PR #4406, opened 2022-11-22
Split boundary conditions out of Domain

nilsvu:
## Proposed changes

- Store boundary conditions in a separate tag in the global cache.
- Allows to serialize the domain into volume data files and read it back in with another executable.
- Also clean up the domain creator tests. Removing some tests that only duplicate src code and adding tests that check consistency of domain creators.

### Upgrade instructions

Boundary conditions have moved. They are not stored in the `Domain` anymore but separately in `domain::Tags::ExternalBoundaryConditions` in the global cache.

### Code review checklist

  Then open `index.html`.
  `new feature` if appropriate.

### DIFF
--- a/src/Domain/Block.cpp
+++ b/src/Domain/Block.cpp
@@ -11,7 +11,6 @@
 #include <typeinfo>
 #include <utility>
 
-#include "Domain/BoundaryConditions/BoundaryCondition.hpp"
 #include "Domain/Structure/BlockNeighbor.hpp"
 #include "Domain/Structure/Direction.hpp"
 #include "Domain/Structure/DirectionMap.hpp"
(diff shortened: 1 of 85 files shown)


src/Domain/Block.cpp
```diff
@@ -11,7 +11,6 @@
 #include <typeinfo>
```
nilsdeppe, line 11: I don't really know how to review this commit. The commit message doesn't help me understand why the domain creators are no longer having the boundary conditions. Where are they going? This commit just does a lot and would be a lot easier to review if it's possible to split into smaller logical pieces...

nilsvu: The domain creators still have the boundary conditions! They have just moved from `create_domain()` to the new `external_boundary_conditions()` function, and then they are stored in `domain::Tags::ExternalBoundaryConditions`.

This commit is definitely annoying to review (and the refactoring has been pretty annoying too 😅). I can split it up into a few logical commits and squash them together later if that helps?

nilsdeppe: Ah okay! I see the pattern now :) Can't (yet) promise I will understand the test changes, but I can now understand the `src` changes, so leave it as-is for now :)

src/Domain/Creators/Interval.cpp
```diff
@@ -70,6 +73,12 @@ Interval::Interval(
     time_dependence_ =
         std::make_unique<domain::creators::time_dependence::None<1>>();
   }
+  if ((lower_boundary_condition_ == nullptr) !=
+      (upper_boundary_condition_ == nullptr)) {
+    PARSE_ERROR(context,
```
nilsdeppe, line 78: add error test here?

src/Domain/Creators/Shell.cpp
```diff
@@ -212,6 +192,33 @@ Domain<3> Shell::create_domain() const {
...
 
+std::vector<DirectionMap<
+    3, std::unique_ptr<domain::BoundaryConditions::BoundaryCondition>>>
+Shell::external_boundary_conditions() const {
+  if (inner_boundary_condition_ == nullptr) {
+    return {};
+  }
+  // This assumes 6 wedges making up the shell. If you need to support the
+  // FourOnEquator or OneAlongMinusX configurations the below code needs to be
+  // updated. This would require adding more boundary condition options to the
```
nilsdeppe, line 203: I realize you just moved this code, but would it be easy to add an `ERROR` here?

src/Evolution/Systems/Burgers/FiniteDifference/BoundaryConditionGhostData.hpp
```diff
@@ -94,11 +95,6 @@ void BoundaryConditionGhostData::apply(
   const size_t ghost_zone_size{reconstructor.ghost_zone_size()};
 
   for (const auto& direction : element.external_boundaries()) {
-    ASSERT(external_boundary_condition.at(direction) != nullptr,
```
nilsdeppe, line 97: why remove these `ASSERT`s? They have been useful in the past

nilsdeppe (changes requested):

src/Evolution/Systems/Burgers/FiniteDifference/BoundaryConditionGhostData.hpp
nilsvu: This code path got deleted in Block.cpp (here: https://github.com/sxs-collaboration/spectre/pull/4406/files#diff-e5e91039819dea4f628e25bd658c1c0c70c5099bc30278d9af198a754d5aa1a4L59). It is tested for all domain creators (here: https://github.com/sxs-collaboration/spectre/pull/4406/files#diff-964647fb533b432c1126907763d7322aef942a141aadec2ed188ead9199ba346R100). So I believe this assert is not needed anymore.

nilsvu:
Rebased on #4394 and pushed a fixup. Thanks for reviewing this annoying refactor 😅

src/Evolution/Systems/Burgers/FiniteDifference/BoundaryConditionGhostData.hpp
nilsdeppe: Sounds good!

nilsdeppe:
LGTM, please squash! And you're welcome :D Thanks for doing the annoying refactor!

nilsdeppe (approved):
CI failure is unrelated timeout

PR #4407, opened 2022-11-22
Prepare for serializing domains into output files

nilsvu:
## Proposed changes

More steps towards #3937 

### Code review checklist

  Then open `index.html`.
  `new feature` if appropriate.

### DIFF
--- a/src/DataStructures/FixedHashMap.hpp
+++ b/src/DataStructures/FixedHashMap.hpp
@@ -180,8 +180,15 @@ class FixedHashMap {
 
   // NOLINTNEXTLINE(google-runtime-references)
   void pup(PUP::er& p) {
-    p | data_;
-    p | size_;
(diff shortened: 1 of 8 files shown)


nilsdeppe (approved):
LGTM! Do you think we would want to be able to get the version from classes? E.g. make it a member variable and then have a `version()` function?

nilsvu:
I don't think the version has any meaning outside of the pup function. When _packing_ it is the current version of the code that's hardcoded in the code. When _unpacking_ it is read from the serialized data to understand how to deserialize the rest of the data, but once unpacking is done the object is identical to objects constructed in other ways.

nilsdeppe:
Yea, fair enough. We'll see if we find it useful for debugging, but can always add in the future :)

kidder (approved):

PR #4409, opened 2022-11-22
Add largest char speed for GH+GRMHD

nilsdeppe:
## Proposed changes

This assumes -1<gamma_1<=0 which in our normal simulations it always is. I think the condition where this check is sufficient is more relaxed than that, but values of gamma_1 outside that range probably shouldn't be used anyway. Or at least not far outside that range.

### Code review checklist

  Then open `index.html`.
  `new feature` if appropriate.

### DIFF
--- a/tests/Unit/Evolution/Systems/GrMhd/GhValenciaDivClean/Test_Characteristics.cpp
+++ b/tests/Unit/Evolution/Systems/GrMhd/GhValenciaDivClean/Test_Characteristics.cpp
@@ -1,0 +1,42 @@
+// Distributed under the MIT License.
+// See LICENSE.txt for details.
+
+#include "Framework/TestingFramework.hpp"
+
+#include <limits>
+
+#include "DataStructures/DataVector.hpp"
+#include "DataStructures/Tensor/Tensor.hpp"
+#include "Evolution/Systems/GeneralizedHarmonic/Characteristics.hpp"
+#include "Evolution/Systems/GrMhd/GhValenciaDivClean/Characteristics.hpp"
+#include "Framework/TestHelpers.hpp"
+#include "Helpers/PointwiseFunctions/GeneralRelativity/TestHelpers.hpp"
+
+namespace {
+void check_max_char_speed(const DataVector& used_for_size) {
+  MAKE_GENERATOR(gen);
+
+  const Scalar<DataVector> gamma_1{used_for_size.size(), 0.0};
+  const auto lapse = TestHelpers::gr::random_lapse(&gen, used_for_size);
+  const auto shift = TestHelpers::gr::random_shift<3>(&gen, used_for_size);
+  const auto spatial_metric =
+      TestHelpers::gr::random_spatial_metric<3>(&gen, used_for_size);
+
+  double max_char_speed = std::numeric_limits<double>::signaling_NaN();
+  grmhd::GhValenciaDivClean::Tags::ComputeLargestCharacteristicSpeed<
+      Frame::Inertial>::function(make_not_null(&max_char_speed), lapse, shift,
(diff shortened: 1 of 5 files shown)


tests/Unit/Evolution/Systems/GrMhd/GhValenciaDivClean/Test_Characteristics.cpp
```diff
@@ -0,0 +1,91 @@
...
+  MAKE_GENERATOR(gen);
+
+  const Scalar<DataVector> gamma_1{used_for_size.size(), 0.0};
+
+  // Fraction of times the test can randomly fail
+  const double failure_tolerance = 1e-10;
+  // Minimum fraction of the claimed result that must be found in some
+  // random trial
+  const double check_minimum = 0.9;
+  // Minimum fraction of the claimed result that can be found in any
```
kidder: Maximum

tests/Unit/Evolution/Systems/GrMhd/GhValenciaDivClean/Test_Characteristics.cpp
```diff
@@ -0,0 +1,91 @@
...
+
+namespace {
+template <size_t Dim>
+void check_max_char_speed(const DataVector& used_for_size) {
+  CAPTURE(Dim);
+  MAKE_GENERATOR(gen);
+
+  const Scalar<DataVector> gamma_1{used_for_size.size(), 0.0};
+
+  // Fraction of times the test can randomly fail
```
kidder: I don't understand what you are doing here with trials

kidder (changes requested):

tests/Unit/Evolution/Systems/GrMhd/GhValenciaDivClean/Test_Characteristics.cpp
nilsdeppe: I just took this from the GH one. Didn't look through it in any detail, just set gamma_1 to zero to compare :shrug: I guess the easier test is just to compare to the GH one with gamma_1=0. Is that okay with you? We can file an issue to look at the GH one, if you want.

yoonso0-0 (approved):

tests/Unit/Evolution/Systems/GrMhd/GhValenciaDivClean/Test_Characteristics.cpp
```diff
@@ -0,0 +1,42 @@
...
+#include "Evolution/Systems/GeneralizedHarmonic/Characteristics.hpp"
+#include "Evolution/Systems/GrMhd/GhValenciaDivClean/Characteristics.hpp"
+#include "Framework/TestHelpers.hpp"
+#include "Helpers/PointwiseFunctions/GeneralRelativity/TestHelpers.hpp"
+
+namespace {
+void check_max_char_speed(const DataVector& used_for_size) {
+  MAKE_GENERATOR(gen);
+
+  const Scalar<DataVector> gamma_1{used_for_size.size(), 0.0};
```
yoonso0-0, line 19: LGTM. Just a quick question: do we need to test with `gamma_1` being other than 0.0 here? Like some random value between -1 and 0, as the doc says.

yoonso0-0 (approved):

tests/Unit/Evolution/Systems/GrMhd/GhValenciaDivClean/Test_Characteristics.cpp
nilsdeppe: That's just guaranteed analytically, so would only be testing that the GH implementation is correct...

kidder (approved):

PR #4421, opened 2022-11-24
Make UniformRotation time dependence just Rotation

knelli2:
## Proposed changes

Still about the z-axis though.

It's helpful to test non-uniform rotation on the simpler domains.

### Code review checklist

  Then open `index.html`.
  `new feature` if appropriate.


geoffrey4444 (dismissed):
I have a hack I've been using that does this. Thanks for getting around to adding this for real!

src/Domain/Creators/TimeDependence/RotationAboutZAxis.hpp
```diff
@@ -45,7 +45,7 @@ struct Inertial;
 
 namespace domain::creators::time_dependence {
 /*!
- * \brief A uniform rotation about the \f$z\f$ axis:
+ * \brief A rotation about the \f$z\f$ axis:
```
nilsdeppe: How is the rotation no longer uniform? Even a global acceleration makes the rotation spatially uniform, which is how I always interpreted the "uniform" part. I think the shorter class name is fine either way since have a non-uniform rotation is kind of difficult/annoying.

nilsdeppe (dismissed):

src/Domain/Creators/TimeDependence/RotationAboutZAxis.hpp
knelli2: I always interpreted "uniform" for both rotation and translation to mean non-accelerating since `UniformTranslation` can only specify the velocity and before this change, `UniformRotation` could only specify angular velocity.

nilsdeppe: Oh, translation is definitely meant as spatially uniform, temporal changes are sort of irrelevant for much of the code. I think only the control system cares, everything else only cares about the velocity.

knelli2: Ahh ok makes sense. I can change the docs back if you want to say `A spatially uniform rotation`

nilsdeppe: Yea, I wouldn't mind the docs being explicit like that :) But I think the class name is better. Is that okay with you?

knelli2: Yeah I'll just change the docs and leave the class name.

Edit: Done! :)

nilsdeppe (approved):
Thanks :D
* * *
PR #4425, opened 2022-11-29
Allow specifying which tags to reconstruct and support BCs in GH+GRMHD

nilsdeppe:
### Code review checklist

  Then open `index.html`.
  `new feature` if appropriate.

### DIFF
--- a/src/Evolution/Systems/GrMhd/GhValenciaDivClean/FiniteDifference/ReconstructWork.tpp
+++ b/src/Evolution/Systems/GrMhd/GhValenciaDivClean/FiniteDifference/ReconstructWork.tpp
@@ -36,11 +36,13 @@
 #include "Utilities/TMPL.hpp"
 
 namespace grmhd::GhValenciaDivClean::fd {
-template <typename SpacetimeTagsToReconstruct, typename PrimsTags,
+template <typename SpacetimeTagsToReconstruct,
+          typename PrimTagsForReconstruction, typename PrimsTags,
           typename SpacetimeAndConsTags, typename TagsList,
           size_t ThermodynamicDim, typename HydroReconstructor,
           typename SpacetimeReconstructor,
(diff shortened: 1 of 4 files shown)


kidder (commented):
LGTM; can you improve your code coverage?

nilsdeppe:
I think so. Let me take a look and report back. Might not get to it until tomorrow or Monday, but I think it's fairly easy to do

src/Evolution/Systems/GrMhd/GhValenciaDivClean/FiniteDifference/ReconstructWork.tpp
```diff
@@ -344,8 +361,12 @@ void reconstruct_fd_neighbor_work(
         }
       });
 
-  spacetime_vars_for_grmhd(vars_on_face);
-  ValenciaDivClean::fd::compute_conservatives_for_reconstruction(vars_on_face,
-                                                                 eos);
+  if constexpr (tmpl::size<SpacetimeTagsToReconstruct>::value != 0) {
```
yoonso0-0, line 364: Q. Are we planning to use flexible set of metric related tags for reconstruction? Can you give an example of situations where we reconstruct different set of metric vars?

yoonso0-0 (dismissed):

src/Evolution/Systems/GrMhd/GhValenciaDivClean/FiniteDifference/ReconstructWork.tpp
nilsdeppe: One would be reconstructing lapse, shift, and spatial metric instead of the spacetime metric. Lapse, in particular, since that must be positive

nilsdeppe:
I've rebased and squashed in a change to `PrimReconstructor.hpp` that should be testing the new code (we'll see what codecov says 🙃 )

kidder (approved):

Exercise directions
In the records above, find every line containing the word "docs" and show it.

Written solution
knelli2: Ahh ok makes sense. I can change the docs back if you want to say `A spatially uniform rotation`
nilsdeppe: Yea, I wouldn't mind the docs being explicit like that :) But I think the class name is better. Is that okay with you?
knelli2: Yeah I'll just change the docs and leave the class name.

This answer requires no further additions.